Борис осторожно раздевается, вешает на плечики новый костюм.

— Ну, как моя речуга?

За небрежным тоном Тоня различает ожидание похвалы.

— Железно, — отвечает она. — Но…

— Что «но»?

— У тебя как-то неудачно получилось, что ты попал в одну компанию с Ньютоном и Ломоносовым.

— Разве? Я и не заметил.

Тоня ждет, что он спросит, как у нее прошли уроки, но он не спрашивает. Он чем-то озабочен.

— Борис, — спрашивает Тоня, — что ты решил с Копыловым?

— С каким Копыловым?

— Которому ты сказал: «Иди в класс».

— Ах, с этим… Да не знаю. Чего он тебе дался?

— Мне его просто жалко.

— Хочешь, чтобы он учился? Ну, пусть учится. О чем речь? Слушай, Тоня, сколько у нас осталось денег?

— Рублей семь.

— Только-то? Надо еще где-то достать. Завтра я уезжаю в ОблОНО.

— Надолго?

— Не знаю. Буду добиваться денег на строительство. Нужен спортзал, мастерские, настоящий физкабинет, — Борис раскрывает блокнот. — Вот смотри. Здесь, с северной стороны, мы сделаем пристройку. В первом этаже можно будет расположить спортзал. Во втором — мастерскую и физический кабинет… Но где же все-таки достать денег? Хотел купить кое-что.
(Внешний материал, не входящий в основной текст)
PR #900, opened 2022-03-20
fix(store): capacity limit for persistent message store

kaiserd:
This PR provides a simple solution to https://github.com/status-im/infra-status/issues/5 and https://github.com/status-im/nim-waku/issues/767

Currently, the DB grows boundless, and, while only a subset of messages is loaded into the in-memory store, an `ORDER-BY` operation is run on the whole DB.
This might lead to very long loading times https://github.com/status-im/infra-status/issues/5 

This PR adds `numMessages` (a message counter) and `maxMessages` (max number of messages to be held in the sqlite DB) to the `WakuMessageStore`.
When `put`ting a message into the store, it checks if `maxMessages` is reached and if so, deletes a configurable percentage of oldest messages.

This PR introduces two new config options:

* `--db-capacity` the maximum number of messages stored in the DB
* `--db-truncate-percentage` the percentage of messages to be deleted once the max is reached

These are added for flexibility when testing on the test fleet and might be removed in the future.

This PR further changes the first part of the sqlite primary key from `senderTimestamp` to `receiverTimestamp`.
Rationale: Most costly sort operations are on `receiverTimestamp`, so this change increases performance.
I would suggest, building a dedicated index on `receiverTimestamp` as even with this change, sqlite has to build a temporary B-tree when ordering by `receiverTimestamp`.
(For this, I could introduce another issue. As we plan to update to a more efficient DB structure anyway, we might wait for the respective issue.)

## Alternatives

These are alternatives to solving the issues mentioned above:

* don't change the implementation but simply run a chron job truncating the DB from time to time
* trigger the `trunctate` proc introduced by this PR within a timer instead of on `put`.

We are planning to update the DB structure to make it more efficient, which will solve these issues, too.
So this PR is more of a quick fix.

cc @jakubgs 

## Todo

These todo's should be completed before making the PR mergeable / "ready for review".

* [x] fix test error : reverted the primary key change for now
* [x] add tests
* ~adapt the migration test to the new primary key~ no primary key update in this PR
* [ ] update documentation

### DIFF
--- a/waku/v2/node/storage/message/waku_message_store.nim
+++ b/waku/v2/node/storage/message/waku_message_store.nim
@@ -4,6 +4,7 @@ import
   std/[options, tables],
   sqlite3_abi,
   stew/[byteutils, results],
+  chronicles,
   ./message_store,
   ../sqlite,
   ../../../protocol/waku_message,
@@ -12,18 +13,59 @@ import
 
 export sqlite
 
+logScope:
+  topics = "wakuMessageStore"
+
 const TABLE_TITLE = "Message"
+const MaxStoreOverflow = 1.3 # has to be > 1.0
 
 # The code in this file is an adaptation of the Sqlite KV Store found in nim-eth.
 # https://github.com/status-im/nim-eth/blob/master/eth/db/kvstore_sqlite3.nim
-#
-# Most of it is a direct copy, the only unique functions being `get` and `put`.
 
 type
+  # WakuMessageStore implements auto deletion as follows:
+  # The sqlite DB will store up to `storeMaxLoad = storeCapacity` * `MaxStoreOverflow` messages, giving an overflow window of (storeCapacity*MaxStoreOverflow - storeCapacity).
+  # In case of an overflow, messages are sorted by `receiverTimestamp` and the oldest ones are deleted. The number of messages that get deleted is (overflow window / 2) = deleteWindow,
+  # bringing the total number of stored messages back to `storeCapacity + (overflow window / 2)`. The rationale for batch deleting is efficiency.
+  # We keep half of the overflow window in addition to `storeCapacity` because we delete the oldest messages with respect to `receiverTimestamp` instead of `senderTimestamp`.
+  # `ReceiverTimestamp` is guaranteed to be set, while senders could omit setting `senderTimestamp`.
+  # However, `receiverTimestamp` can differ from node to node for the same message.
+  # So sorting by `receiverTimestamp` might (slightly) prioritize some actually older messages and we compensate that by keeping half of the overflow window.
   WakuMessageStore* = ref object of MessageStore
     database*: SqliteDatabase
+    numMessages: int
+    storeCapacity: int # represents both the number of messages that are persisted in the sqlite DB (excl. the overflow window explained above), and the number of messages that get loaded via `getAll`.
+    storeMaxLoad: int  # = storeCapacity * MaxStoreOverflow
+    deleteWindow: int  # = (storeCapacity * MaxStoreOverflow - storeCapacity)/2; half of the overflow window, the amount of messages deleted when overflow occurs
  
-proc init*(T: type WakuMessageStore, db: SqliteDatabase): MessageStoreResult[T] =
+proc messageCount(db: SqliteDatabase): MessageStoreResult[int64] =
+  var numMessages: int64
+  proc handler(s: ptr sqlite3_stmt) = 
+    numMessages = sqlite3_column_int64(s, 0)
+  let countQuery = "SELECT COUNT(*) FROM " & TABLE_TITLE
+  let countRes = db.query(countQuery, handler)
+  if countRes.isErr:
+    return err("failed to count number of messages in DB")
+  ok(numMessages)
+
+proc deleteOldest(db: WakuMessageStore): MessageStoreResult[void] =
+  var deleteQuery = "DELETE FROM " & TABLE_TITLE & " " &
+                          "WHERE id NOT IN " &
+                              "(SELECT id FROM " & TABLE_TITLE & " " &
+                                "ORDER BY receiverTimestamp DESC " &
+                                "LIMIT " & $(db.storeCapacity + db.deleteWindow) & ")"
+  let res = db.database.query(deleteQuery, proc(s: ptr sqlite3_stmt) = discard)
+  if res.isErr:
+    return err(res.error)
+  db.numMessages = db.storeCapacity + db.deleteWindow # sqlite3 DELETE does not return the number of deleted rows; Ideally we would subtract the number of actually deleted messages. We could run a separate COUNT.
+
+  when defined(debug):
+    let numMessages = messageCount(db.database).get() # requires another SELECT query, so only run in debug mode
+    debug "Oldest messages deleted from DB due to overflow.", storeCapacity=db.storeCapacity, maxStore=db.storeMaxLoad, deleteWindow=db.deleteWindow, messagesLeft=numMessages
+
+  ok()
+
+proc init*(T: type WakuMessageStore, db: SqliteDatabase, storeCapacity: int = 50000): MessageStoreResult[T] =
   ## Table is the SQL query for creating the messages Table.
   ## It contains:
   ##  - 4-Byte ContentTopic stored as an Integer
@@ -45,11 +87,28 @@ proc init*(T: type WakuMessageStore, db: SqliteDatabase): MessageStoreResult[T] 
   if prepare.isErr:
     return err("failed to prepare")
 
-  let res = prepare.value.exec(())
-  if res.isErr:
+  let prepareRes = prepare.value.exec(())
+  if prepareRes.isErr:
     return err("failed to exec")
 
-  ok(WakuMessageStore(database: db))
+  let numMessages = messageCount(db).get()
+  debug "number of messages in sqlite database", messageNum=numMessages
+
+  let storeMaxLoad = int(float(storeCapacity) * MaxStoreOverflow)
+  let deleteWindow = int(float(storeMaxLoad - storeCapacity) / 2)
+  let wms = WakuMessageStore(database: db,
+                      numMessages: int(numMessages),
+                      storeCapacity: storeCapacity,
+                      storeMaxLoad: storeMaxLoad,
+                      deleteWindow: deleteWindow)
+
+  # If the loaded db is already over max load, delete the oldest messages before returning the WakuMessageStore object
+  if wms.numMessages >= wms.storeMaxLoad:
+    let res = wms.deleteOldest()
+    if res.isErr: return err("deleting oldest messages failed")
+
+  ok(wms)
+
 
 method put*(db: WakuMessageStore, cursor: Index, message: WakuMessage, pubsubTopic: string): MessageStoreResult[void] =
   ## Adds a message to the storage.
@@ -74,11 +133,17 @@ method put*(db: WakuMessageStore, cursor: Index, message: WakuMessage, pubsubTop
   if res.isErr:
     return err("failed")
 
+  db.numMessages += 1
+  if db.numMessages >= db.storeMaxLoad:
+    let res = db.deleteOldest()
+    if res.isErr: return err("deleting oldest failed")
+
   ok()
 
-method getAll*(db: WakuMessageStore, onData: message_store.DataProc, limit = none(int)): MessageStoreResult[bool] =
-  ## Retrieves all messages from the storage.
-  ## Optionally limits the number of rows returned.
+
+
+method getAll*(db: WakuMessageStore, onData: message_store.DataProc): MessageStoreResult[bool] =
+  ## Retrieves `storeCapacity` many  messages from the storage.
   ##
   ## **Example:**
   ##
@@ -120,10 +185,10 @@ method getAll*(db: WakuMessageStore, onData: message_store.DataProc, limit = non
   var selectQuery = "SELECT receiverTimestamp, contentTopic, payload, pubsubTopic, version, senderTimestamp " &
                     "FROM " & TABLE_TITLE & " " & 
                     "ORDER BY receiverTimestamp ASC"
-  if limit.isSome():
-    # Optional limit applies. This works because SQLITE will perform the time-based ORDER BY before applying the limit.
-    selectQuery &= " LIMIT " & $(limit.get()) &
-                   " OFFSET cast((SELECT count(*)  FROM " & TABLE_TITLE & ") AS INT) - " & $(limit.get()) # offset = total_row_count - limit
+
+  # Apply limit. This works because SQLITE will perform the time-based ORDER BY before applying the limit.
+  selectQuery &= " LIMIT " & $db.storeCapacity &
+                 " OFFSET cast((SELECT count(*)  FROM " & TABLE_TITLE & ") AS INT) - " & $db.storeCapacity # offset = total_row_count - limit
   
   let res = db.database.query(selectQuery, msg)
   if res.isErr:
--- a/CHANGELOG.md
+++ b/CHANGELOG.md
@@ -9,6 +9,7 @@
 
 - Waku v1 <> v2 bridge now supports DNS `multiaddrs`
 - Waku v1 <> v2 bridge now validates content topics before attempting to bridge a message from Waku v2 to Waku v1
+- Message store now auto deletes messages once over specified `--store-capacity`. This can significantly improve node start-up times.
 
 ### Fixes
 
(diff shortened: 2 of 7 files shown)


jakubgs (commented):
Wouldn't setting `storeCapacity` to a value lower than `dbCapacity` invalidate the first setting?
If so, should that at least trigger some warning if not an error?

Seems like both of those parameters are for the same thing, but work differently, that could be quite confusing. Also, doesn't this approach mean that at times we'd have less messages than `dbCapacity`accounts for?

kaiserd:
Thank you for the feedback.

> Wouldn't setting `storeCapacity` to a value lower than `dbCapacity` invalidate the first setting?
> If so, should that at least trigger some warning if not an error?

I could add such an error. As an alternative, the two new options could also be removed and automatically set to `storeCapacity * 2` and `20` for example.

> Seems like both of those parameters are for the same thing, but work differently, that could be quite confusing.

One is for in-memory, the other for persistence. I agree, this is confusing with the current naming.  Most likely, it would be better to just have one option controlling both. With these paramaters, I wanted to give more flexibility in a testing phase.

>  Also, doesn't this approach mean that at times we'd have less messages than `dbCapacity` accounts for?

Yes. I think, deleting in batches makes more sense because of efficiency.
But yes, this adds to the confusion you pointed out.

My suggestion would be not exposing `dbCapacty` and `dbTruncatePercentage`. This would solve the confusion issue you pointed out. Maybe it would make sense, to do a few tests checking which values we should choose relateive to `storeCapacity`. Also, we could add a sentence in the doc explaining that `storeCapacity` just refers to in-memory storage.
(Will discuss this in today's meeting.)

kaiserd:
I revertet the primary key for now, because it made problems with the current migration test.

kaiserd:
> If we want query cache then it should be done using something dedicated, like memcached, or similar.

Regarding this, I was thinking about using something like Redis because most of the operations happen on the in-memory store and the DB is just for persisting, which Redis can do, too, on regular intervals.
Also, afaik, the focus for the store is more on efficiency than transactional safety and it should not be a big deal if a few messages get lost on a few nodes, because others would still likely hold the respective messages. I will soon have a 1:1 with @jm-clius planning our store efficiency issue.

jakubgs:
>This PR is just a quick-fix for the very long loading times.

Of course, just trying to clear some things up.

>Regarding this, I was thinking about using something like Redis because most of the operations happen on the in-memory store and the DB is just for persisting, which Redis can do, too, on regular intervals.

Yeah, agree, Redis is a nice choice, I quite like it as a cache.

jakubgs:
@oskarth @s1fr0 @staheri14 @jm-clius can we please get some reviews going?

This issue is causing nodes to go down at every deployment and config change for an hour or more now.

waku/v2/node/storage/message/waku_message_store.nim
```diff
@@ -45,11 +52,38 @@ proc init*(T: type WakuMessageStore, db: SqliteDatabase): MessageStoreResult[T]
...
+    return err("failed to count number of messages in DB")
+
+  debug "number of messages in sqlite database", messageNum=numMessages
+
+  ok(WakuMessageStore(database: db,
+                      numMessages: int(numMessages),
+                      maxNumMessages: 2000,
+                      truncateWindowSize: int(maxNumMessages * truncateWindowPercentage/100)))
+
+proc truncate(db: WakuMessageStore): MessageStoreResult[void] =
```
jm-clius, line 75: A bit of a nitpick, but doesn't `truncate` in SQL terms usually mean deleting _all_ rows from a table (not just the oldest)? In other words, if we want to add such a function in future we may run into clashing terminology. Perhaps calling this something closer to `deleteOldest` or `resize` could avoid confusion in future.

jm-clius (approved):
Thanks, @kaiserd. I think this is a mergeable minimal fix for the DB capacity issue! As you mentioned in the conversation above, we can work on improving our DB solution and efficiency in subsequent PRs.

oskarth:
Please mark PR as "ready for review" once it is ready for proper review

waku/v2/node/storage/message/waku_message_store.nim
jm-clius: Ah, yes! That's on me. :)

kaiserd:
I updated the PR addressing @jakubgs' feedback.
Further, I removed the `limit` parameter from the `getAll` method.
The only configurable limit is now `storeCapacity` which can be set via `--store-capacity`.
Also, auto-delete now happens on node start, too, when loading a DB that exceeds the limit already.

Auto-delete now works like this (I added this explanation as a comment to the `WakuMessageStore` type):

The sqlite DB will store up to `storeCapacity` * `maxStoreOverflow` messages. `maxStoreOverflow` is a `const` set to `1.2`.
If more messages are stored, the messages are sorted by `receiverTimestamp` and the oldest ones are deleted,
bringing the total number of stored messages back to `storeCapacity*maxStoreOverflow/2`. The rationale for batch deleting is efficiency.
We keep half of the overflow window because we delete the oldest messages with respect to `receiverTimestamp` instead of `senderTimestamp`. `ReceiverTimestamp` is guaranteed to be set, while senders could omit setting `senderTimestamp`. However, `receiverTimestamp` can differ from node to node for the same message.
So, sorting by `receiverTimestamp` might (slightly) prioritize some actually older messages and we compensate that by keeping half of the overflow window.

(I got delayed because I ran into a nasty bug. I forgot to adapt the signature of `getAll` in `message_store` which was hard to find due to Nim's dynamic dispatch.)

I also commented out a test for the old limit parameter.

This PR will become mergeable / "ready for review" after adding/adapting tests and adding docu which I will do asap.

I will open a new issue for
* introducing an index on `receiverTimestamp`, and
* using [sqlite3 vaccum](https://www.sqlite.org/lang_vacuum.html)

for increasing efficiency.

waku/v2/node/storage/message/waku_message_store.nim
```diff
@@ -12,22 +13,49 @@ import
...
   WakuMessageStore* = ref object of MessageStore
     database*: SqliteDatabase
+    numMessages: int
+    storeCapacity: int # represents both the number of messages that are persisted in the sqlite DB (excl. the overflow window explained above), and the number of messages that get loaded via `getAll`.
+    storeMaxLoad: int  # = --store-capacity * maxStoreOverflow
  
-proc init*(T: type WakuMessageStore, db: SqliteDatabase): MessageStoreResult[T] =
+proc deleteOldest(db: WakuMessageStore): MessageStoreResult[void] =
+  let limit = int(float(db.storeCapacity) * maxStoreOverflow/2)
+  var deleteQuery = "DELETE FROM " & TABLE_TITLE & " " &
```
staheri14, line 42: It seems an expensive query that can take a lot of time to conclude (of course depends on the internals of the db, but in the worst case it can take `n`*`m` comparisons where `n` is the DB size and `m` is the selected portion), how about selecting the portion you want, then erasing the entire table and replacing its content with that already selected portion.

waku/v2/node/storage/message/waku_message_store.nim
```diff
@@ -12,22 +13,49 @@ import
...
+  db.numMessages = db.storeCapacity # TODO: subtract the number of actually deleted messages (sqlite delete does not return the num of deleted rows)
+  debug "Oldest messages deleted from DB due to overflow.", storeCapacity=db.storeCapacity, maxStore=db.storeMaxLoad, messagesRemaining=limit
+  ok()
+
+proc init*(T: type WakuMessageStore, db: SqliteDatabase, storeCapacity: int = 50000): MessageStoreResult[T] =
   ## Table is the SQL query for creating the messages Table.
   ## It contains:
   ##  - 4-Byte ContentTopic stored as an Integer
-  ##  - Payload stored as a blob
+  #  - Payload stored as a blob
```
staheri14, line 58:
```suggestion
  ##  - Payload stored as a blob
```

waku/v2/node/storage/message/waku_message_store.nim
```diff
@@ -12,22 +13,49 @@ import
...
 # The code in this file is an adaptation of the Sqlite KV Store found in nim-eth.
 # https://github.com/status-im/nim-eth/blob/master/eth/db/kvstore_sqlite3.nim
-#
-# Most of it is a direct copy, the only unique functions being `get` and `put`.
 
 type
+  # WakuMessageStore implements auto deletion as follows:
+  # The sqlite DB will store up to `storeCapacity` * `maxStoreOverflow` messages.
+  # If more messages are stored, the messages are sorted by `receiverTimestamp` and the oldest ones are deleted,
+  # bringing the total number of stored messages back to `storeCapacity*maxStoreOverflow/2`. The rationale for batch deleting is efficiency.
```
staheri14, line 29: > bringing the total number of stored messages back to `storeCapacity*maxStoreOverflow/2`. The rationale for batch deleting is efficiency. 

I assume the `storeCapacity` indicates the in-memory limit, right? if yes, then I think the `maxStoreOverflow` should be a value larger than `2`, otherwise, while truncating, you may end up deleting DB messages that are still available in the memory. 

For example, for `maxStoreOverflow = 1.3`, the persisted db messages will be `storeCapacity`*0.65, which means the db does not contain all the in-mem messages.

waku/v2/node/storage/message/waku_message_store.nim
```diff
@@ -12,22 +13,49 @@ import
...
+  # We keep half of the overflow window because we delete the oldest messages with respect to `receiverTimestamp` instead of `senderTimestamp`.
```
staheri14, line 30:
```suggestion
  # We keep half of the db capacity because we delete the oldest messages with respect to `receiverTimestamp` instead of `senderTimestamp`.
```

staheri14 (commented):
Looks fine in general. Please see my comments inline. 
A suggestion about the `storeCapacity` name, you may want to consider `inMemCapacity` instead (might be a bit less confusing and more self-explanatory).

waku/v2/node/storage/message/waku_message_store.nim
jm-clius: We are indeed planning several DB and efficiency improvements for subsequent PRs.

waku/v2/node/storage/message/waku_message_store.nim
jm-clius: Right, if the idea is to only remove half of the _overflow_ (not half of the entire capacity), shouldn't the formula for total messages after deletion be something like `storeCapacity*(1 + (maxStoreOverflow - 1)/2)`. A bit of a complicated way to express this though. Perhaps it's easier to just determine the absolute number of overflow messages allowed `(maxStoreOverflow*storeCapacity - storeCapacity)` when initiating the store and always removing half of that?

kaiserd:
Thank you very much for your feedback @staheri14 . I will add tests and then address your feedback.

waku/v2/node/storage/message/waku_message_store.nim
kaiserd: @staheri14 Yes. Good point. The store does not sync between DB and in-memory store.
This is also one of the points we plan to address in the future.
The currently implemented formula is as @jm-clius stated.
Only half of the overflow window gets deleted. The full `storeCapacity` and half of the overflow window are kept.

waku/v2/node/storage/message/waku_message_store.nim
kaiserd: Yes. In the current implementation, most of the messages are kept and only a comparatively small part is deleted.
So, selecting the messages that are kept would take most of the time.
An exception would be if a very large DB of an older version is loaded.

My suggestion for making this query more efficient would be adding an index on `receiverTimestamp`,
which would reduce the cost for the select part to log(m).
I will open an issue for this (+ vacuum) as soon as this issue is closed.

While Index + vacuum will be addressed timely, future steps we envisioned are:

* pure SQL store
  - large storage capacity but slow
  - in-line with status-desktop requirement of keeping messages for 30 day
* adding an efficient cache

I could also add a store efficiency roadmap issue tracking these future goals.

waku/v2/node/storage/message/waku_message_store.nim
kaiserd: We actually keep capactiy + half of the overflow window. See comment above.
I will write this more clearly.

kaiserd:
I pushed a new commit addressing feedback and adding tests.

There is still an issue I have to figure out before opening the PR.
In the [test]() I added, when setting capacity and overload to a larger number, e.g.

```
let
  capacity = 1000
  overload = 1000
```

the messages do not get deleted properly anymore.
I added a debug statement printing the number of messages actually in the DB after the deletion.
This could be removed later for efficiency, because the count has to go over the DB one more time.

waku/v2/node/storage/message/waku_message_store.nim
kaiserd: > Perhaps it's easier to just determine the absolute number of overflow messages allowed (maxStoreOverflow*storeCapacity - storeCapacity) when initiating the store and always removing half of that?

I now added a `deleteWindow` to `WakuMessageStore`.

waku/v2/node/storage/message/waku_message_store.nim
```diff
@@ -12,18 +13,59 @@ import
 
 export sqlite
 
+logScope:
+  topics = "wakuMessageStore"
+
 const TABLE_TITLE = "Message"
+const maxStoreOverflow = 1.3
```
staheri14, line 20: I suggest using capital case instead (it is easier to distinguish local vars from const)
```suggestion
const MAX_STORE_OVERFLOW = 1.3
```

waku/v2/node/storage/message/waku_message_store.nim
```diff
@@ -12,18 +13,59 @@ import
...
 
 # The code in this file is an adaptation of the Sqlite KV Store found in nim-eth.
 # https://github.com/status-im/nim-eth/blob/master/eth/db/kvstore_sqlite3.nim
-#
-# Most of it is a direct copy, the only unique functions being `get` and `put`.
 
 type
+  # WakuMessageStore implements auto deletion as follows:
+  # The sqlite DB will store up to `storeMaxLoad = storeCapacity` * `maxStoreOverflow` messages, giving an overflow window of (storeCapacity*maxStoreOverflow - storeCapacity).
```
staheri14, line 27: Thanks, this new formulation addresses my past comment

staheri14 (approved):
LGTM! approved it though if it is still a WIP and needed another review, ping me again.

waku/v2/node/storage/message/waku_message_store.nim
kaiserd: I did not use capital case because of [NEP1](https://nim-lang.org/docs/nep1.html#introduction-naming-conventions), and I did not find anything overriding this in [status style guide](https://status-im.github.io/nim-style-guide/00_introduction.html).
No strong opinion on my side. Wdyt?

kaiserd:
Thank you for reviewing the PR again :). I will open the PR as soon as I figure out the problem in the test described above.

kaiserd:
The PR is now open :).

The issue in the test mentioned above occurred because the content of the messages in the test was only a single byte, which wrapped around when storing more than 256 messages.
Since the id only depends on the message digest, which in turn depends on the message payload and `pubsubTopic` (only one in the test), sets of messages shared the same id.

A second issue was the second-resolution of the receiverTimestamp which I overlooked.
A comment in the test said that 1ms of waiting would result in different timestamps. I removed that comment and the 1ms wait.

waku/v2/node/storage/message/waku_message_store.nim
jm-clius: Yeah, no strong opinions either, other than that we've certainly not been consistent so far. :/ I suggest we go with the linked Nim convention and specifically PascalCase - this is also what `nim-libp2p` uses. A good exercise for our next focused refactoring effort. Thanks for highlighting, @staheri14.

jm-clius (approved):
LGTM! Thanks :)

jm-clius:
@kaiserd can this be merged, or are you still waiting for one more review?

waku/v2/node/storage/message/waku_message_store.nim
```diff
@@ -12,18 +13,59 @@ import
 
 export sqlite
 
+logScope:
+  topics = "wakuMessageStore"
+
 const TABLE_TITLE = "Message"
+const MaxStoreOverflow = 1.3
```
staheri14, line 20: Although it would never happen probably, it is prudent to add a comment that this value must be larger than `1`, otherwise the math at line 98, i.e., 
> let deleteWindow = int(float(storeMaxLoad - storeCapacity) / 2)
will yield a negative value.

staheri14 (approved):
LGTM! feel free to apply my last comment in your subsequent PRs, nothing urgent.

waku/v2/node/storage/message/waku_message_store.nim
kaiserd: I will do this. Thanks :).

— Может быть, займем у Хмелева? — предлагает Тоня.

— Не хотелось бы у него, — хмурится Борис.

Весь вечер Тоня собирает мужа в дорогу. Выдвинула из-под раскладушки чемодан, протерла его влажной тряпкой. Купила кое-что из продуктов. Выгладила белье, носовые платки. Ее руки с удовольствием касаются его вещей. Эти вещи особенные, потому что они принадлежат ему. Ей не хочется, чтобы он уезжал, но она старается этого не показать. С тех пор, как они живут вместе, они еще не расставались.

Удивительно устроена жизнь. Совсем недавно он был чужим, а теперь невозможно представить, как она будет без него эти несколько дней.

Ночью она не спит, чтобы разбудить его вовремя. Пароход уходит в пять утра. Полпятого она будит его. Они идут на пристань. На реке холодно и ветрено. Мимо медленно проходит буксир с зажженными бортовыми огнями. Он что-то тяжело тащит против течения. Искры из трубы летят над водой.

Борис и Тоня прячутся от ветра на корме дебаркадера. Здесь затишье.

— Может быть, я задержусь — ты не тревожься. Не уеду, пока не добьюсь своего.

«Конечно, добьется, — думает Тоня. — Он настойчивый». Она смотрит вдаль, где виднеются неясные контуры другого берега. Черное проступает сквозь голубое.

— Светает?

— Нет еще. Рано.

— О чем ты думаешь? — спрашивает Борис.

— О той телеграмме, — говорит Тоня. — Ты не можешь сказать?

— Могу. И скажу. Обязательно. Но не сейчас, не перед отъездом, — он заглядывает ей в лицо. — Ну, не надо так хмуриться! — он разглаживает указательным пальцем две морщинки у нее на переносице. — Слышишь? Не надо. И не думай ни о чем. — От него пахнет резиной плаща и табаком. — Ты замерзла или не любишь меня. У тебя совсем холодные губы.

— Люблю, — говорит Тоня невесело. — И вздрагивает. Над рекой несется гудок парохода.